At the center of our frequent flyer fantasy is a simple notion. Take something totally familiar (your car) and enable it with unheard-of capabilities. This idea forms the foundation of the innovative technology at Stretch, Inc., a company that does for the semiconductor world what that souped-up car did for your commute.

In embedded system design there is a constant struggle between having a flexible programmable solution that can vary with changing market dynamics, and delivering the cost/performance results required to create a differentiated product. ASICs and ASSPs really aren’t an option here. The market moves too quickly. General-purpose processors and DSPs offer flexibility, but often fall short on performance in compute-intensive applications. You could consider combining a processor with an FPGA, with the FPGA doing the tough stuff, but that increases your design complexity and adds cost.

Stretch has created a software-configurable off-the-shelf processor that provides designers with a significant performance boost, helping bridge the technology gap between DSPs and FPGAs, while retaining important benefits of both. The Stretch processor has the ease of development and the flexibility of DSPs, but by embedding programmable logic entirely inside the processor architecture, it offers the performance of an FPGA. Essentially, it gives software designers the ability to accelerate their software algorithm at the C level, rather than having to offload this piece to the hardware designer.

C, C++, Señor

Stretch designed their processor with a RISC architecture in order to leverage existing optimization technology and to keep the programming environment familiar to designers. By allowing software designers to program, debug, and optimize performance in a software development environment, Stretch is able to provide the power of programmable logic acceleration to the much larger embedded developer market in a familiar, trusted format.

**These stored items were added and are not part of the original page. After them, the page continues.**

Issue #45, opened 2020-04-06
Agrarian doesn't work


tynakuh:
Should give 30% more production from farms. (inverse of mines?)

PR #77, opened 2020-04-09
Fix Agrarian Patch

zagganoth:
Issue #45


src/CommunityPatch/Patches/StewardAgrarianPatch.cs
```diff
@@ -0,0 +1,90 @@
...
+
+      var hash = bytes.GetSha256();
+      return hash.SequenceEqual(new byte[] {
+        0x08,0x72,0x20,0x9c,0x9a,0x23,
+        0x12,0xdf,0xd7,0xa2,0x83,0x20,
+        0xa5,0x89,0xd7,0x6a,0x67,0xb3,
+        0x35,0x22,0x66,0xb1,0xea,0x2c,
+        0x21,0x00,0x4f,0x45,0x3c,0x74,
+        0x04,0x5e
+      });
```
Tyler-IN, line 49: Could you arrange these in rows of 8?
Makes it easy to count 32 bytes to confirm a full SHA256 hash.
5*6 + 2 is a little weird.

src/CommunityPatch/Patches/StewardAgrarianPatch.cs
```diff
@@ -0,0 +1,90 @@
...
+      if (Applied) return;
+            
+      CommunityPatchSubModule.Harmony.Patch(TargetMethodInfo,
+        postfix: new HarmonyMethod(PatchMethodInfo));
+      Applied = true;
+        
+    }
+    
+    public static void Postfix(ref int __result, Village village) {
+      if (!(village.Bound?.Town?.Governor?.GetPerkValue(PerkObject.FindFirst(x => x.Name.GetID() == "XNc2NIGL")) ?? false)) {
```
Tyler-IN, line 80: Scanning the perk list by using FindFirst has a non-zero performance impact.

I think you had to do this before PatchBase<TPatch> and ActivePatch were introduced.

There are some other patches that use this to work around it.

... Just realised you are getting it like that below... just move that definition up and refer to perk.

Tyler-IN:
Update README.md too

PR #78, opened 2020-04-09
Fixed off-by-one error in default prisoner recruitment model

### LINKED ISSUE #47: Prisoner Recruitment only allows Tier 4 or lower.
Looking at the code:

```
if (!IsPrisonerRecruitable(characterAtIndex) || characterAtIndex.Tier > 6)
{
      continue;
}
```

So Tier 6 shouldn't be recruitable, that's fine but the DefaultPrisonerRecruitmentCalculationModel returns the following:

```
	public override float[] GetDailyRecruitedPrisoners(MobileParty mainParty)
	{
		return new float[5]
		{
			1f,
			0.5f,
			0.3f,
			0.2f,
			0.1f
		};
	}
```
Which is the 'probability' that each tier gets recruited.

However Tier 0 isn't a thing (Well it is, applies to Heroes actually) for troops.
So it's an off by one error, just need to replace that list with something like:

```
	public override float[] GetDailyRecruitedPrisoners(MobileParty mainParty)
	{
		return new float[5]
		{
			1f,
                        1f,
			0.5f,
			0.3f,
			0.2f,
			0.1f
		};
	}

```

for the mod, (Proper fix is of course just decrement the Tier by 1 in the actual code or use a different structure like a Dictionary to determine this, also the method name is a bit confusing...)

tynakuh:
Fixes #47

### DIFF
--- a/README.md
+++ b/README.md
@@ -14,8 +14,11 @@ Current Fixes:
 * The Bannerlord perk.
 * The Man-At-Arms perk.
 * The Swords As Tribute (Steward) perk.
+* The Prominence perk.
+* The Supreme Authority perk.
 * Fixes Learning Rate explanation.
 * Fixes Item Comparison perk-based coloring.
+* Fixes Tier 5 Prisoners not being recruit-able. (Note: Tier 6 are not by design)
 
 Current Features:
 * Enable and Disable the Intro Video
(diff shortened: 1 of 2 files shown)


tynakuh:
#79 raised for alternative

Tyler-IN:
Update README.md too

Stretch has been able to deliver superior performance by making one fundamental change to the current process – designers can now reduce an entire C language function into a single instruction and automatically generate a hardware accelerator in programmable logic to map to that instruction. Stretch calls it “crushing” software hot spots. Everything else about the software remains the same.

While this doesn’t sound like a big deal, the result is significant. On a conventional processor, like a DSP, performance optimizing a hot spot would likely be done in assembly code, directly representing the sequence of processor operations one by one. On a Stretch processor, an entire hot spot – expressed in C/C++ – is reduced (or crushed) to a single instruction that the compiler can schedule along with the other instructions. According to Stretch, the performance gain can be significant, with what would have been hundreds of instructions on other processors reduced to just one on the Stretch processor.

Avoiding the need for the programmer to step into the hardware domain is key. In hardware, an HDL-savvy engineer would create state machines and pipelining to exact specifications, and then design everything around that specific microarchitecture. Once completed, they have to hope they’re happy with that decision, because changing it is not an easy thing. The “everything” that was designed around it – including the controller, the interface protocol, etc. – would have to change as well. It would be a near-total rewrite of the HDL.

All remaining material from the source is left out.